Turkey Economy Stats

jaacosta47

Author: jaacosta47

The economy of Turkey used to be described by international observers as a miracle. However, it has slowed down and the domestic currency has lingered around record laws as against the US dollar. Some large private corporations are also staring at immense foreign debts. What is the cause of all this disarray? The truth is a lot of developed countries struggled with growth in after the global economic downturn. Turkish Prime Minister attributed Tuyyip Edrogan attributed his country’s progress during the past 10 years for its capability to attract foreign investors from Europe and emerging markets like Russia and China.

Fast economic growth was caused by cheap credit pouring into the country. As the crisis hit developed economies, investors turned to emerging economies which guaranteed higher returns compared to despondent Western markets. Turkey enjoyed a foreign-funded construction surge. Nonetheless, the good times came to a halt when the United States Federal Reserve declared a scale-back in its stimulus program last year. Cash became scarce. There was more security in the American economy. Therefore, investors started withdrawing their investments from upcoming markets.

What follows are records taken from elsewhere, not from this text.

PR #6200, opened 2025-08-04
Show the return location in the mission list, if avaiable

### LINKED ISSUE #6185: Mission List: The Location column does not display the next/final destination
### Observed behaviour

The mission list always shows the first destination of any mission.

### Expected behaviour

The Location column should display the next destination of a mission, means
-the spaceport where mapping data have to be delivered when the status is completed;
-the spaceport where cargo has to be returned when status is active;
-the spaceport to return for fight missions (if such exist, I prefer peaceful play)

For cargo return, use status "to pick up" in the first step and "active" when loaded (same as one-way-delivery, just forget the history once the cargo is loaded?)

current master

next destination: write the code to be prepared/generalized for missions with n>2 steps?

robothauler:
I adopted the solution from the assassination module by simply overwriting mission.location.
In order not to change the mission description, I had to rename some variables.
If no defined return location is specified, the organization and, if necessary, the faction will be displayed.

Closes #6185

### DIFF
--- a/data/modules/FindPerson/FindPerson.lua
+++ b/data/modules/FindPerson/FindPerson.lua
@@ -128,7 +128,7 @@ local onChat = function (form, ref, option)
 			wanted      = ad.wanted,
 			company     = ad.company,
 			location    = ad.location,
-			destination = ad.location:GetStarSystem().path,
+			destination = ad.location:SystemOnly(),
 			visited     = {},
 			shipid      = ad.shipid,
 			ship        = nil,
@@ -478,7 +478,7 @@ end
 local buildMissionDescription = function (mission)
 	local ui = require 'pigui'
 	local desc = {}
-	local dist = Game.system and string.format("%.2f", Game.system:DistanceTo(mission.location:GetStarSystem().path)) or "???"
+	local dist = Game.system and string.format("%.2f", Game.system:DistanceTo(mission.location:SystemOnly())) or "???"
 	local domicileDist = Game.system and string.format("%.2f", Game.system:DistanceTo(mission.domicile)) or "???"
 	local danger = getRiskMsg(mission)
 
@@ -496,7 +496,7 @@ local buildMissionDescription = function (mission)
 		dist = dist
 	})
 
-	desc.location = mission.location:GetStarSystem().path
+	desc.location = mission.location:SystemOnly()
 	desc.client = mission.client
 	desc.returnLocation = mission.domicile
 
--- a/data/modules/FindPerson/FindPerson.lua
+++ b/data/modules/FindPerson/FindPerson.lua
@@ -127,8 +127,8 @@ local onChat = function (form, ref, option)
 			client      = ad.client,
 			wanted      = ad.wanted,
 			company     = ad.company,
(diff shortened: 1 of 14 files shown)


Bodasey:
HEEEYYYY!

MANY THANKS!

This is very good so!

Yet, Turkey's growth faltered to just above two percent while inflation rose to 7.4 percent in 2013. These figures were still over the five percent target. On the contrary, the national currency (Lira) slumped further at the start of the year compelling Turkey's central bank to espouse a radical approach and interest rates from 7.7 percent to 12 percent. This is an indication of the bank's resolve to prevent foreign capital outflows. Perhaps, this is a sign of the economy’s resilience which grew by 4.4 percent during the last part of 2013.

Overview:

Turkey's economy is increasingly driven by its industry and service sectors, although its traditional agriculture sector still accounts for about 30% of employment. An aggressive privatization program has reduced state involvement in basic industry, banking, transport, and communication, and an emerging cadre of middle-class entrepreneurs is adding a dynamism to the economy. Turkey's traditional textiles and clothing clothing sectors still account for one-third of industrial employment, despite stiff competition in international markets that resulted from the end of the global quota system. Other sectors, notably the automotive, construction, and electronics industries, are rising in importance and have surpassed textiles within Turkey's export mix. Oil began to flow through the Baku-Tbilisi-Ceyhan pipeline in May 2006, marking a major milestone that will bring up to 1 million barrels per day from the Caspian to market. Several gas pipelines also are being planned to help move Central Asian gas to Europe via Turkey, which will help address Turkey's dependence on energy imports over the long term. After Turkey experienced a severe financial crisis in 2001, Ankara adopted financial and fiscal reforms as part of an IMF program. The reforms strengthened the country's economic fundamentals and ushered in an era of strong growth - averaging more than 6% annually until 2009, when global economic conditions and tighter fiscal policy slowed growth to 4.7%, reduced inflation to 6.5% - a 34-year low - and cut the public sector debt-to-GPD ratio below 50%. Turkey's well-regulated financial markets and banking system weathered the global financial crisis and GDP rebounded strongly to 7.3% in 2010, as exports returned to normal levels following the recession. The economy, however, continues to be burdened by a high current account deficit and remains dependent on often volatile, short-term investment to finance its trade deficit. The stock value of FDI stood at $174 billion at year-end 2010, but inflows have slowed considerably in light of continuing economic turmoil in Europe, the source of much of Turkey's FDI. Further economic and judicial reforms and prospective EU membership are expected to boost Turkey's attractiveness to foreign investors. However, Turkey's relatively high current account deficit, uncertainty related to policy-making, and fiscal imbalances leave the economy vulnerable to destabilizing shifts in investor confidence.

Definitions

  • Budget > Revenues: Revenues calculated on an exchange rate basis, i.e., not in purchasing power parity (PPP) terms
  • Budget surplus > + or deficit > -: This entry records the difference between national government revenues and expenditures, expressed as a percent of GDP. A positive (+) number indicates that revenues exceeded expenditures (a budget surplus), while a negative (-) number indicates the reverse (a budget deficit). Normalizing the data, by dividing the budget balance by GDP, enables easy comparisons across countries and indicates whether a national government saves or borrows money. Countries with high budget deficits (relative to their GDPs) generally have more difficulty raising funds to finance expenditures, than those with lower deficits.
  • Debt > Government debt > Public debt, share of GDP: Public debt as % of GDP (CIA).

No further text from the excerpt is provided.